● **Requirement**
Every line from the first in the listing below to the line containing "Personally I wouldn't" is to be repeated exactly, and no line past it.
============================================================
Issue #163, opened 2016-05-25
Allows to compare literals with different date/time datatypes in SPARQL


Tpt:
It is not possible to compare literals with different date/time datatypes in SPARQL, e.g. "2005"^^xsd:gYear and "2015-01"^^xsd:gYearMonth.

A solution is to consider these literals as if they where xsd:dateTime and use xsd:dateTime comparison. So, for example, we would have "2005"^^xsd:gYear < "2015-01"^^xsd:gYearMonth = "true"^^xsd:boolean

SPARQL 1.1 specification does not talk about other date/time datatypes than xsd:dateTime so it would be compatible with the specification.

The comparison when a date/time is a prefix of an other like, "2005"^^xsd:gYear and "2005-01"^^xsd:gYearMonth, should be undefined.

jeenbroekstra:
Looks sensible, but I'll need to have a quick look at the spec again to be absolutely sure - there's things that trip one up in the SPARQL spec when it comes to datatypes :)

Tpt:
We should probably also have "2005"^^xsd:gYear != "2005-01"^^xsd:gYearMonth = "true"^^xsd:boolean and  "2005"^^xsd:gYear = "2005-01"^^xsd:gYearMonth = "false"^^xsd:boolean . The undefined behaviour is just for the <, >, <= and >= operators.

jeenbroekstra:
You can extend the behavior of <, >, <= and >= (because they currently return a type error when you use an unknown datatype),  but for = and !=  you have to be a little bit careful. The [definition of RDFTerm-equal in the SPARQL spec](https://www.w3.org/TR/sparql11-query/#func-RDFterm-equal) is _incredibly_ convoluted. But from memory and from what I can see in the spec your proposal is sound, so go ahead and put it up for testing.

ansell:
Personally I wouldn't expect 2005-01^^xsd:year to be automatically ordered before 2005^^xsd:year. In some ordering schemes the less specific cases may need to be ordered before the more specific cases.

Adding this behaviour would best be done with a flag that enables comparisons of different date types with the proprietary algorithm that this would implement, if it isn't already allowed for in the SPARQL-1.1 spec.

jeenbroekstra:
I agree. More generally I think there should a be config option to run queries in 'strict' mode or 'extended' mode. See #164

PR #247, opened 2016-07-18
Issue #164: configurable eval strategy

pulquero:

- ...
- ...
- ...

- [x] all tests succeed

Signed-off-by: Mark Hale <mark.hale@physics.org>


pulquero:
*sigh* yet another git disaster. Anyway, I managed to rescue it.

pulquero:
Previous comments and replies here: https://github.com/eclipse/rdf4j/pull/224

jeenbroekstra:
@pulquero is there any way I can help you prevent these git problems occurring? I'm assuming that the root cause is that you occasionally forget to check you're working on the correct branch and/or sync with the master repo?

pulquero:
I think I'm just cursed or maybe it is old age creeping up on me. I've established one thing, I prefer bitbucket to git. So, yes, I sometimes branch from the wrong branch or merge in the wrong branch. Maybe I should include the target branch in the branch name see if that helps. This time though, eclipse lost my author setting and I autocompleted with the wrong email address. That mixed up with merging in the wrong target branch at some stage maybe it difficult to sort out the history to fix ip validation. Anyway, reflog and cherry picking to the rescue.

jeenbroekstra:
Fair enough :) If it might help, we could adapt our workflow to use the source branch as part of the branch naming. Currently we prefix with 'issues/' only. We could adopt something more elaborate, e.g. 'hotfixes/' (for issues on the release branch) and 'features/' for any enhancements on the main dev branch. Anyway, getting offtopic here, let's continue this on the mailinglist.

jeenbroekstra:
There's a merge conflict with this PR, can you take a look at this @pulquero ?

Other than that: due to the long timeframe (and the multiple PRs) I kinda lost track where we are with this. I had a quick glance at the code and it looks fine to me. Do you consider this stable and ready for release as-is?

Also: given that we want to use this mechanism to disable/enable extended features such as extended datetime comparison (see #163 ), can you give some short pointers on what should happen in the PR for that issue to get it to work in extended mode but not in strict?

pulquero:
Yep, I consider it ready. So for #163, I imagine there would be an extended eval strategy subclass of simple eval strategy which overrides the relevant methods (I think most of them are private atm). There would then be an associated extended eval strat factory which can be set on a sail to use it. It can also be added to the create-*.xsl to allow it to be chosen in workbench.

jeenbroekstra:
Running hudson: https://hudson.eclipse.org/rdf4j/job/rdf4j-verify-pr/28/

jeenbroekstra:
Hudson succeeds.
============================================================
● **Task result**
Issue #163, opened 2016-05-25
Allows to compare literals with different date/time datatypes in SPARQL


Tpt:
It is not possible to compare literals with different date/time datatypes in SPARQL, e.g. "2005"^^xsd:gYear and "2015-01"^^xsd:gYearMonth.

A solution is to consider these literals as if they where xsd:dateTime and use xsd:dateTime comparison. So, for example, we would have "2005"^^xsd:gYear < "2015-01"^^xsd:gYearMonth = "true"^^xsd:boolean

SPARQL 1.1 specification does not talk about other date/time datatypes than xsd:dateTime so it would be compatible with the specification.

The comparison when a date/time is a prefix of an other like, "2005"^^xsd:gYear and "2005-01"^^xsd:gYearMonth, should be undefined.

jeenbroekstra:
Looks sensible, but I'll need to have a quick look at the spec again to be absolutely sure - there's things that trip one up in the SPARQL spec when it comes to datatypes :)

Tpt:
We should probably also have "2005"^^xsd:gYear != "2005-01"^^xsd:gYearMonth = "true"^^xsd:boolean and  "2005"^^xsd:gYear = "2005-01"^^xsd:gYearMonth = "false"^^xsd:boolean . The undefined behaviour is just for the <, >, <= and >= operators.

jeenbroekstra:
You can extend the behavior of <, >, <= and >= (because they currently return a type error when you use an unknown datatype),  but for = and !=  you have to be a little bit careful. The [definition of RDFTerm-equal in the SPARQL spec](https://www.w3.org/TR/sparql11-query/#func-RDFterm-equal) is _incredibly_ convoluted. But from memory and from what I can see in the spec your proposal is sound, so go ahead and put it up for testing.

ansell:
Personally I wouldn't expect 2005-01^^xsd:year to be automatically ordered before 2005^^xsd:year. In some ordering schemes the less specific cases may need to be ordered before the more specific cases.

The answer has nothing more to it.